Les « Bonnets rouges » sont en colère. De nos jours, tout le monde est « en colère ». On chercherait en vain une catégorie socioprofessionnelle sereine ou simplement apaisée et tolérante envers le reste de la population… En 1956, en profitant de la vague de deux années de manifs, les poujadistes conquirent deux millions de voix aux législatives et eurent cinquante-deux députés (douze pour cent du total), réunis sous l’étiquette « Union et fraternité française »… Parmi ces élus figurait un certain Jean-Marie Le Pen, alors ardent partisan de l’Algérie française, et qui commençait son ascension. (Je me plais, au passage, à imaginer la « Françalgérie » d’un Le Pen vainqueur du général de Gaulle : notre pays compterait, à présent, cinquante pour cent de Maghrébins !)


Les couvre-chefs des « Bonnets rouges » bretons ne sont apparemment pas fabriqués en France, mais en Écosse. Bravo, les gars ! J’espère simplement que ces bouts de tricot ne deviendront pas les emblèmes d’un vote qui enverrait plus de cinquante députés du Front national à la prochaine Assemblée nationale. Je crains ce scénario, hélas trop vraisemblable ! Les populismes destructeurs et braillards, casseurs et égoïstes, finissent inexorablement en voix pour l’extrême droite. Le poujadisme était d’extrême droite. Les « Bonnets rouges » sont populistes, démagogiques, nationalistes, anti-européens, anti-cosmopolites ; bref, ils sont d’extrême droite, ils la servent sciemment ou ils se font manipuler par elle. Et, quoi qu’en dise Marine Le Pen, héritière méritante et rusée (ou mieux conseillée) du « patriotisme » de papa, le Front national se situe encore à la droite de cette extrême-droite-là.

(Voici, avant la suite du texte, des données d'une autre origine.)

PR #698, opened 2023-05-11
RM-8811 Implement tests for ObjectValidationRule

Frazerus:
https://re-motion.atlassian.net/browse/RM-8811

### DIFF
--- a/Remotion/Validation/UnitTests/Rules/ObjectValidationRuleTest.cs
+++ b/Remotion/Validation/UnitTests/Rules/ObjectValidationRuleTest.cs
@@ -1,4 +1,27 @@
-﻿using NUnit.Framework;
+﻿// This file is part of the re-motion Core Framework (www.re-motion.org)
+// Copyright (c) rubicon IT GmbH, www.rubicon.eu
+//
+// The re-motion Core Framework is free software; you can redistribute it
+// and/or modify it under the terms of the GNU Lesser General Public License
+// as published by the Free Software Foundation; either version 2.1 of the
+// License, or (at your option) any later version.
+//
+// re-motion is distributed in the hope that it will be useful,
+// but WITHOUT ANY WARRANTY; without even the implied warranty of
+// MERCHANTABILITY or FITNESS FOR A PARTICULAR PURPOSE. See the
+// GNU Lesser General Public License for more details.
+//
+// You should have received a copy of the GNU Lesser General Public License
+// along with re-motion; if not, see http://www.gnu.org/licenses.
+//
+using System;
+using System.Collections.Generic;
+using Moq;
+using NUnit.Framework;
+using Remotion.Validation.Results;
+using Remotion.Validation.Rules;
+using Remotion.Validation.UnitTests.TestDomain;
+using Remotion.Validation.Validators;
 
 namespace Remotion.Validation.UnitTests.Rules
 {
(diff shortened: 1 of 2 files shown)


Remotion/Validation/UnitTests/Rules/ObjectValidationRuleTest.cs
```diff
@@ -1,21 +1,128 @@
...
     [Test]
-    [Ignore("TODO RM-5906")]
-    public void IsActive ()
+    public void Validate_TryToValidateNull_ReturnsEmpty ()
     {
-      // consider better name than "IsActive"
+      bool condition (object o)
+      {
+        return o != null;
+      }
```
KuJo7, line 52:
```suggestion
Func<object, bool> condition = o => o != null;
```
Since you have it like this in the other tests

Remotion/Validation/UnitTests/Rules/ObjectValidationRuleTest.cs
```diff
@@ -1,21 +1,128 @@
...
+      var result = rule.Validate(context);
+
+      Assert.That(result, Is.Empty);
+    }
+
+    [Test]
+    public void Validate_WithUnfulfilledCondition_ReturnsEmpty ()
+    {
+      Func<int, bool> condition = i => i > 0;
+      var context = new ValidationContext(-1);
```
KuJo7, line 78:
```suggestion
      
      var context = new ValidationContext(-1);
```

Remotion/Validation/UnitTests/Rules/ObjectValidationRuleTest.cs
```diff
@@ -1,21 +1,128 @@
...
+      var result = rule.Validate(context);
+
+      Assert.That(result, Is.Empty);
+    }
+
+    [Test]
+    public void IsActive_TryToValidateNull_ReturnsFalse ()
+    {
+      Func<object, bool> condition = o => true;
+      var context = new ValidationContext(null);
```
KuJo7, line 90:
```suggestion
      
      var context = new ValidationContext(null);
```

Remotion/Validation/UnitTests/Rules/ObjectValidationRuleTest.cs
```diff
@@ -1,21 +1,128 @@
...
+      var result = rule.Validate(context);
+
+      Assert.That(result, Is.Empty);
+    }
+
+    [Test]
+    public void Validate_WithNullCondition_ReturnsEmpty ()
+    {
+      Func<object, bool> condition = null;
+      var context = new ValidationContext(new object());
```
KuJo7, line 66:
```suggestion
      
      var context = new ValidationContext(new object());
```

Remotion/Validation/UnitTests/Rules/ObjectValidationRuleTest.cs
```diff
@@ -1,21 +1,128 @@
...
   [TestFixture]
   public class ObjectValidationRuleTest
   {
     [Test]
-    [Ignore("TODO RM-5906")]
-    public void Validate ()
+    public void Validate_ReturnsValidationFailures ()
     {
+      Func<int, bool> condition = i => true;
+      var context = new ValidationContext(1);
```
KuJo7, line 18:
```suggestion
      
      var context = new ValidationContext(1);
```

Remotion/Validation/UnitTests/Rules/ObjectValidationRuleTest.cs
```diff
@@ -1,21 +1,128 @@
...
+      var context = new ValidationContext(new object());
+      var rule = new ObjectValidationRule<object>(condition, new List<IObjectValidator>());
+
+      var result = rule.IsActive(context);
+
+      Assert.That(result, Is.True);
+    }
+
+    [Test]
+    public void IsActive_ReturnsValueFromCondition ()
```
KuJo7, line 112: better name than "IsActive"?

Remotion/Validation/UnitTests/Rules/ObjectValidationRuleTest.cs
```diff
@@ -1,21 +1,128 @@
...
+          "15 is not a number",
+          "Localized validation message: 15 is not a number.");
+
+      var failure2 = new ObjectValidationFailure(
+          42,
+          "42 is not a number",
+          "Localized validation message: 42 is not a number.");
+
+      var validatorMock1 = new Mock<IObjectValidator>();
+      validatorMock1.Setup(_ => _.Validate(It.IsAny<ObjectValidatorContext>()))
```
MichaelKetting: If we use 
```suggestion
      validatorMock1.Setup(_ => _.Validate(context))
```
the code is just as easy to maintain/robust and more compact. it also ensured that we don't pass null instead of the actual object.

MichaelKetting: formatting: please add a new line before Setup. We always align the mock syntax. (a matching roslyn analyzer is in the backlog ;)

Remotion/Validation/UnitTests/Rules/ObjectValidationRuleTest.cs
Frazerus: No clue, we should talk about it with the others.

Remotion/Validation/UnitTests/Rules/ObjectValidationRuleTest.cs
```diff
@@ -1,21 +1,128 @@
...
+          .Returns(new[] { failure1 })
+          .Verifiable();
+
+      var validatorMock2 = new Mock<IObjectValidator>();
+      validatorMock2.Setup(_ => _.Validate(It.IsAny<ObjectValidatorContext>()))
+          .Returns(new[] { failure2 })
+          .Verifiable();
+
+      var rule = new ObjectValidationRule<int>(condition, new[] { validatorMock1.Object, validatorMock2.Object });
```
MichaelKetting:
```suggestion
      var rule = new ObjectValidationRule<int>(null, new[] { validatorMock1.Object, validatorMock2.Object });
```

Remotion/Validation/UnitTests/Rules/ObjectValidationRuleTest.cs
```diff
@@ -1,21 +1,128 @@
...
 {
   [TestFixture]
   public class ObjectValidationRuleTest
   {
     [Test]
-    [Ignore("TODO RM-5906")]
-    public void Validate ()
+    public void Validate_ReturnsValidationFailures ()
     {
+      Func<int, bool> condition = i => true;
```
MichaelKetting, line 17:
```suggestion
```

Remotion/Validation/UnitTests/Rules/ObjectValidationRuleTest.cs
MichaelKetting, line 18: we can use an int here, some object would be more appropriate though for the intended semantics ob "Object Validation" since it refers to validating objects (entities), e.g. a Person.

Remotion/Validation/UnitTests/Rules/ObjectValidationRuleTest.cs
```diff
@@ -1,21 +1,132 @@
...
+          .Setup(_ => _.Validate(It.IsAny<ObjectValidatorContext>()))
+          .Returns(new[] { failure2 })
+          .Verifiable();
+
+      var rule = new ObjectValidationRule<int>(condition, new[] { validator1Mock.Object, validator2Mock.Object });
+
+      var result = rule.Validate(context);
+      Assert.That(result, Is.EquivalentTo(new[] { failure1, failure2 }));
+      validator2Mock.Verify();
+      validator1Mock.Verify();
```
MichaelKetting, line 47: We don't need them verifiable, isntead stub semantics is sufficient because the result can only satisfy the assertion if both validators where called correctly. please also update the name to Stub

MichaelKetting (changes requested):
I may have missed some bits, and because there's bigger requests anyway, I'll submit it for now to get things moving.

Remotion/Validation/UnitTests/Rules/ObjectValidationRuleTest.cs
```diff
@@ -1,21 +1,128 @@
...
+      var context = new ValidationContext(new object());
+      var rule = new ObjectValidationRule<object>(condition, new List<IObjectValidator>());
+
+      var result = rule.Validate(context);
+
+      Assert.That(result, Is.Empty);
+    }
+
+    [Test]
+    public void Validate_WithUnfulfilledCondition_ReturnsEmpty ()
```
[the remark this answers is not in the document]
Frazerus: This test name is fine though, right? If we actually have a condition, and that condition returns false we do not want to have anything returned by the validators as they should not be used in this case. 

Therefore, the method should return empty given an unfulfilled condition.

Remotion/Validation/UnitTests/Rules/ObjectValidationRuleTest.cs
Frazerus: Sadly, this doesnt work. The context for the object validators is created inside the rule, we cannot create it beforehand and pass it through.

MichaelKetting: That's true - different objects. My bad.

So, updated request: we should have a test that verifies that ObjectValidationContext is correctly constructured. we can do the following:

ObjectValidatioNContext actualCtx
validatorMock2.Setup(_ => _.Validate(It.IsAny<ObjectValidatorContext>()))
          .WhenCalled(ctx => actualCtx = ctx)
          .Returns(new[] { failure2 })
          .Verifiable();
Assert.that (actualCtx, Is.Not.Null)
Assert.that(actualCtx.Parent, Is.SameAs(context))
Assert.that(actualCtx.InstanceToValidate, Is.SameAs(contxt.InstanceToValidate))

Doing it this way instead of just having a predicate in It.Is<ObjectValidationContext>() decouples the mock from the assertion (always nice when done cheaply) and gives us better diagnostic when there do is an error. And it also hihglihgts the actual test we want to do (here: test that the ObjctValidatioNContext is built correctly)

Remotion/Validation/UnitTests/Rules/ObjectValidationRuleTest.cs
```diff
@@ -1,21 +1,176 @@
...
+      var context = new ValidationContext(new object());
+      var rule = new ObjectValidationRule<object>(null, new List<IObjectValidator>());
+
+      var result = rule.Validate(context);
+
+      Assert.That(result, Is.Empty);
+    }
+
+    [Test]
+    public void Validate_WithNullAsInstanceToValidate_ReturnsEmptyResultAsValidatorsAreNotCalled ()
```
MichaelKetting, line 95: Tip: "AsValidatorsAreNotCalled` is something we usually put to the left or leave out. it's possible I wrote this myself during the review so...yeah. Nothing to fuss oer, though.

Remotion/Validation/UnitTests/Rules/ObjectValidationRuleTest.cs
```diff
@@ -1,21 +1,176 @@
...
+      var context = new ValidationContext(new object());
+      var rule = new ObjectValidationRule<object>(null, new List<IObjectValidator>());
+
+      var result = rule.IsActive(context);
+
+      Assert.That(result, Is.True);
+    }
+
+    [Test]
+    public void IsActive_ReturnsValueFromCondition ()
```
MichaelKetting, line 160: This would be best in two tests, or using TestCase attribute or using BooleanObjectMother -> we try to avoid having two system under test isntances in the same test method.

Remotion/Validation/UnitTests/Rules/ObjectValidationRuleTest.cs
```diff
@@ -1,21 +1,176 @@
...
+
+      var rule = new ObjectValidationRule<object>(condition, new [] {validatorStub.Object});
+
+      var result = rule.Validate(context);
+
+      Assert.That(result, Is.Empty);
+    }
+
+    [Test]
+    public void IsActive_WithoutInstanceToValidate_ReturnsFalse ()
```
MichaelKetting, line 136: I think we should make the condition null in this test. WithoutInstanceToValidate has nothing to do with the consditionand making the condition null is more explcit aobut this. This should be updatd, please, but I don't need to see it after.

MichaelKetting (approved):
two idas for future tests and one request but i already approved since it's mini

Remotion/Validation/UnitTests/Rules/ObjectValidationRuleTest.cs
Frazerus: Problem here is that this test is about `IsActive,` which always returns true given a null condition. You may have thought that this is the `Validate` method?

Given this, we need the condition to return true to actually show a different output given the missing instance to validate.

MichaelKetting: oh, yeah. thaks. gotcha! no change then

Remotion/Validation/UnitTests/Rules/ObjectValidationRuleTest.cs
```diff
@@ -1,21 +1,176 @@
...
+      var inactiveRule = new ObjectValidationRule<object>(alwaysFalseCondition, new List<IObjectValidator>());
+
+      var resultActiveRule = activeRule.IsActive(context);
+      var resultInactiveRule = inactiveRule.IsActive(context);
+
+      Assert.That(resultActiveRule, Is.True);
+      Assert.That(resultInactiveRule, Is.False);
     }
   }
 }
```
MichaelKetting, line 176: Reading the PropertyValidationRule, I realzied that I forgot a test:
ToString => string.Format("ObjectValidationRule (${typeof(ValidatedType.GetFullNameSafe)})"

MichaelKetting (changes requested):

Remotion/Validation/UnitTests/Rules/ObjectValidationRuleTest.cs
```diff
@@ -1,21 +1,193 @@
...
+
+    [Test]
+    public void ToString_WithObjectType_ReturnsFullyQualifiedName ()
+    {
+      const string expectedResult = "ObjectValidationRule (System.Object)";
+      var rule = new ObjectValidationRule<object>(null, new List<IObjectValidator>());
+
+      var result = rule.ToString();
+
+      Assert.That(result, Is.EqualTo(expectedResult));
```
MichaelKetting, line 190: Stylistic things:
When there's no special cases, we don't need the "WithSomething" phrase in the test title. Here' it would just be "ToString_ReturnsValidatorTypeAndFullNameOfValidatedType". The existing option is good enough, though.

In case of the expected result, unless there's sepecial logic involved, it's inlined at the assertion. Usually, the more simple the situation, the more is inlined. That way, you see it when you look at the Assert instead of needing to hunt down the right variable inside the test.

Using System.Object instead of somehting test-specifc like Person from the test domain makes the test less safe. In particular, System.Object, you could easily use that one accidentally in production code and never notice it via a red test. That's why I try to use either obsucre .NET BCL types or types from the actual test assembly, whenever I can.

PR #703, opened 2023-05-17
RM-8812 Implement tests for PropertyValidationRule

KuJo7:
https://re-motion.atlassian.net/browse/RM-8812

### DIFF
--- a/Remotion/Validation/UnitTests/Rules/PropertyValidationRuleTest.cs
+++ b/Remotion/Validation/UnitTests/Rules/PropertyValidationRuleTest.cs
@@ -1,6 +1,27 @@
-﻿using NUnit.Framework;
+﻿// This file is part of the re-motion Core Framework (www.re-motion.org)
+// Copyright (c) rubicon IT GmbH, www.rubicon.eu
+//
+// The re-motion Core Framework is free software; you can redistribute it
+// and/or modify it under the terms of the GNU Lesser General Public License
+// as published by the Free Software Foundation; either version 2.1 of the
+// License, or (at your option) any later version.
+//
+// re-motion is distributed in the hope that it will be useful,
+// but WITHOUT ANY WARRANTY; without even the implied warranty of
+// MERCHANTABILITY or FITNESS FOR A PARTICULAR PURPOSE. See the
+// GNU Lesser General Public License for more details.
+//
+// You should have received a copy of the GNU Lesser General Public License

Telle est la raison qui me pousse, en compagnie des baleines, des goélands et des souvenirs de mes missions sur la Calypso, à proclamer mon amour du bonnet rouge : celui du commandant Cousteau, de la paix, de la beauté du monde et de l’écologie. Celui de la nécessité de l’écotaxe, de la transition énergétique et du combat contre un chaos climatique potentiellement ravageur. Celui de l’agriculture biologique, plutôt que des usines à cochons, à poulets et à maïs qui polluent les rivières et couvrent les côtes bretonnes de tapis puants d’algues vertes. Celui des dauphins qui soufflent et gazouillent près de la pointe du Raz ou du cap Sizun, plutôt que celui des camions qui crachent leurs nuages de gaz carbonique, d’oxydes d’azote, de benzopyrènes et de particules fines sur la quatre voies, de Rennes à Brest et de Quimper à Lorient.